ALBUQUERQUE (KRQE) -
Gov. Susana Martinez has at least two dozen Democrats in her sights in a campaign unlike any New Mexico has ever seen. Political action committee on both sides have bank-rolled a nasty, pricey ad war in a battle for control of the Roundhouse.
Sen. President Tim Jennings, D-Roswell, and Sen. Majority Leader Michael Sanchez, D-Belen, are among the governor's biggest targets. They have been major obstacles in the governor's push to repeal drivers' licenses for illegal immigrants and her education agenda.
"Can you imagine how fast and far we can go if we have a change in the old guard, if we have a change in people who are not interested in reform?" said Martinez.
The governor and her super PACs, Reform New Mexico Now and Susana PAC, are now launching "unprecedented" attacks, according to Jennings and Sanchez.
According to official documents, the governor's PACs have spent close to half a million dollars on statewide television ads on the local races.
"(Former Governor) Richardson hadn't even done this stuff. He didn't play with a heavy hand like she has," said Jennings.
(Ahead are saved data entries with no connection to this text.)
PR #580, opened 2021-03-24
Make titus-nsenter (sshd) play well with seccomp notify

solarkennedy:
If you use no_new_privs, like you get when you get a
seccomp-notify filter for TSA, you are not allowed
to switch AppArmor profiles on exec.

You can have an AppArmor profile installed, it just has
to be the exact same profile that you get after
you fork.

This is because the kernel can't be 100% sure that you
wont get new privileges after exec, AppArmor just denies you.

Also expanded the profile to include signals to systemd-shutdown.

### DIFF
--- a/root/etc/apparmor.d/docker_fuse
+++ b/root/etc/apparmor.d/docker_fuse
@@ -1,5 +1,8 @@
 #include <tunables/global>
 
+# DEBUGGING THIS FILE!? :)
+# See the top note in the docker_titus file.
+
 profile docker_fuse flags=(attach_disconnected,mediate_deleted) {
   #include <abstractions/base>
 
@@ -9,6 +12,8 @@ profile docker_fuse flags=(attach_disconnected,mediate_deleted) {
   umount,
   mount,
 
+  # Allow signals send to titus-sshd, usually systemd-shutdown ends up sending these out on shutdown
+  signal (send) peer="docker_titus//sshd",
   signal (send,receive) peer=@{profile_name},
 
   deny mount fstype=tmpfs,
@@ -43,9 +48,11 @@ profile docker_fuse flags=(attach_disconnected,mediate_deleted) {
 
   deny /titus/** wl,
 
-/titus/sshd/usr/sbin/sshd Cx,
+  /titus/sshd/usr/sbin/sshd Cx,
 
   profile sshd /titus/sshd/usr/sbin/sshd {
+    # Allow signals from unconfined, usually systemd on the host
+    signal (receive) peer="unconfined",
     signal (send,receive) peer=@{profile_name},
 
     network,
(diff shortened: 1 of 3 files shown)


root/etc/apparmor.d/docker_fuse
```diff
@@ -9,6 +12,8 @@ profile docker_fuse flags=(attach_disconnected,mediate_deleted) {
   umount,
   mount,
 
+  # Allow signals send to unconfined, usually systemd-shutdown ends up sending these out
+  signal (send) peer="unconfined",
```
sargun, line 16: isn't it received signals from systemd-unconfined?

solarkennedy: No, it sure looked like it was send from the audit log. I'll double check.

solarkennedy: ```Mar 24 22:48:19 titusagent-devint01cell001-r5metal000-i-0b13e629e19cb6726 kernel: [106147.137358] audit: type=1400 audit(1616626099.646:222): apparmor="DENIED" operation="signal" profile="docker_titus" pid=2006590 comm="systemd-shutdow" requested_mask="send" denied_mask="send" signal=cont peer="docker_titus//sshd"```

solarkennedy: Oh I'm wrong about the peer, I could make it be sshd.

So this is 

    systemd-shutdown in the container -> signaling titus-sshd to die

solarkennedy: fixed

solarkennedy:
Crap @sargun , that isn't a 100% solution. This happens when I try to *actually* ssh:
```Mar 25 19:23:46 titusagent-devint01cell001-r5metal000-i-0b13e629e19cb6726 kernel: [180274.905294] audit: type=1400 audit(1616700226.894:259): apparmor="ALLOWED" operation="exec" info="no new privs" error=-1 profile="docker_titus//sshd" name="/bin/bash" pid=3629979 comm="sshd" requested_mask="x" denied_mask="x" fsuid=70004 ouid=10000 target="docker_titus"```

I'm guessing because it is trying to *switch* again back to `docker_titus` for the normal confinement, which is not allowed with no_new_privs on.

sargun:
The check looks a little more complicated than that: https://elixir.bootlin.com/linux/latest/source/security/apparmor/label.c#L562

Any idea what an aa label is?

solarkennedy:
> The check looks a little more complicated than that: https://elixir.bootlin.com/linux/latest/source/security/apparmor/label.c#L562
> 
> Any idea what an aa label is?

I think this is internal kernel jargon borrowed from "selinux labels". It really just looks at the profile name I think:
https://elixir.bootlin.com/linux/latest/source/security/apparmor/include/label.h#L125

solarkennedy:
Even if we get this right, having NO_NEW_PRIVs on breaks sudo.
Closing in favor of #583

One of the most intense and controversial television spots accuses the two Senate leaders of coddling baby-killers. The ad focuses on Baby Brianno, a 5-month-old killed by family members in 2002. Because of that case, legislators changed the law and gave life sentences to people convicted of child abuse resulting in death.
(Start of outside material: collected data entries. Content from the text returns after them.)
PR #581, opened 2021-03-26
Unify sidecars configs into a single place

solarkennedy:
This change is in preparation to elevate our system services to a new level.
Step 1: put all our sidecar config in one place, and just have a map.

Yes, we want to be able to extract them into a new multi-container paradigm, but honestly I'm looking for more short term goals:

1. Make non-required sidecars "ok" to fail if their image doesn't exist. If someone typos a FP on abmetrix, I don't want the launch to fail (currently does, but can trivially be made not to after this refactor)
2. Get us one step closer to extracting the logic of what sidecars to run and what version to run them at *out* of titus-excutor, and into the webhook annotating pods. This is the first part of my system services 2.0 doc, but we don't need to take that all the way to the end. At first it may be just adding annotations, but eventually it may be adding entire containers into the spec.

This is "just" a refactor here. No behavior changes are expected with this PR. It works on my dev stack.
Probably the trickiest thing here is the pointer nonsense with containerName.


executor/runtime/docker/docker.go
```diff
@@ -947,35 +943,14 @@ func (r *DockerRuntime) Prepare(parentCtx context.Context) error { // nolint: go
...
-	if shouldStartServiceMesh(&r.cfg, r.c) {
-		group.Go(r.createVolumeContainerFunc(sidecarConfigs[runtimeTypes.SidecarServiceServiceMesh], &serviceMeshContainerName))
-	}
-
-	if shouldStartAbmetrix(&r.cfg, r.c) {
-		group.Go(r.createVolumeContainerFunc(sidecarConfigs[runtimeTypes.SidecarServiceAbMetrix], &abmetrixContainerName))
+	for sidecarName, sidecarConfig := range sidecarConfigs {
+		if sidecarConfig.Volumes != nil && sidecarConfig.EnabledCheck(&r.cfg, r.c) {
+			sidecarConfig.ContainerName = sidecarName
+			group.Go(r.createVolumeContainerFunc(sidecarName, sidecarConfig))
```
sargun, line 949: Is this valid, or does it create a pointer leak?

executor/runtime/docker/docker.go
```diff
@@ -795,11 +795,11 @@ func cleanContainerName(prefix string, imageName string) string {
 }
 
 // createVolumeContainerFunc returns a function (suitable for running in a Goroutine) that will create a volume container. See createVolumeContainer() below.
-func (r *DockerRuntime) createVolumeContainerFunc(sCfg *runtimeTypes.SidecarContainerConfig, containerName *string) func(ctx context.Context) error {
+func (r *DockerRuntime) createVolumeContainerFunc(serviceName string, sCfg *runtimeTypes.ServiceOpts) func(ctx context.Context) error {
```
alekar, line 798: `sOpts *runtimeTypes.ServiceOpts` perhaps?

rgulewich, line 798: Why's `serviceName` a separate param here?  Seems like it could be rolled up into `ServiceOpts`, no?

rgulewich (approved):

executor/runtime/docker/docker.go
```diff
@@ -947,35 +943,14 @@ func (r *DockerRuntime) Prepare(parentCtx context.Context) error { // nolint: go
...
-
-	if shouldStartServiceMesh(&r.cfg, r.c) {
-		group.Go(r.createVolumeContainerFunc(sidecarConfigs[runtimeTypes.SidecarServiceServiceMesh], &serviceMeshContainerName))
-	}
-
-	if shouldStartAbmetrix(&r.cfg, r.c) {
-		group.Go(r.createVolumeContainerFunc(sidecarConfigs[runtimeTypes.SidecarServiceAbMetrix], &abmetrixContainerName))
+	for sidecarName, sidecarConfig := range sidecarConfigs {
+		if sidecarConfig.Volumes != nil && sidecarConfig.EnabledCheck(&r.cfg, r.c) {
+			sidecarConfig.ContainerName = sidecarName
```
alekar, line 948: Do you need `sidecarName` as an argument if `sidecarConfig` contains it?

executor/runtime/docker/docker_linux.go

The ad says Jennings and Sanchez voted "to let child-killers out after just 15 years."
Jennings and Sanchez defend their 'no' votes but say the ad is misleading.
"In the Brianna law, negligent death of a child could mean a first degree felony," said Sanchez.
Sanchez and Jennings both point to the Sandra Rodriguez-Miramontes, who accidentally left her nephew to die in a hot car this summer and how she faces the same charge - a first degree felony - as Baby Brianna's killers.
"By accident, not intentionally, didn't want to harm the child, forgot the child, and she is now charged with a first degree felony," said Sanchez.
"There was no abuse in there, you know it was just an accident, and she's going to get first degree murder just like she beat that baby to death herself," said Jennings. "No ,there's a difference. That's why we voted against that."
But the governor's office insists the senators are wrong. They claim the law does not treat negligence cases, like the hot car death, in the same way as intentional abuse, like Baby Brianna. Under the current law, the maximum sentence for Rodriguez-Miramontes, if convicted, is 18 years in prison, as opposed to the life sentence given to people convicted on intentional child abuse resulting in death.
Even still, the senators said the ad is misleading, "rying to destroy people, trying to hurt them individually" and something that's "never happened in this state before," according to Sanchez.
The senators are also fighting back, spending more money than they ever have before on a campaign.
No matter how this nasty election ends, Jennings said the Roundhouse will be different.
"I think there is going to be a level of trust that people aren't going to have with the governor anymore because they've seen how she goes after people even on her own side," said Jennings.
When asked if the governor will be able to accomplish the items on her agenda if both Jennings and Sanchez return to the Roundhouse, Martinez said "I don't know. I'm certainly hopeful. I'm never going to give up."
In New Mexico, being bombarded with campaign ads for local races is unusual. But federal laws passed in 2010 allowed PACs to spend freely on ads.
A big Democratic PAC, Patriot Majority New Mexico, has also spent hundreds of thousands of dollars targeting a half-dozen local Republican candidates. PACs for both parties are buying expensive statewide air-time just to target voters in specific places, such as Jennings' constituents in the Roswell area.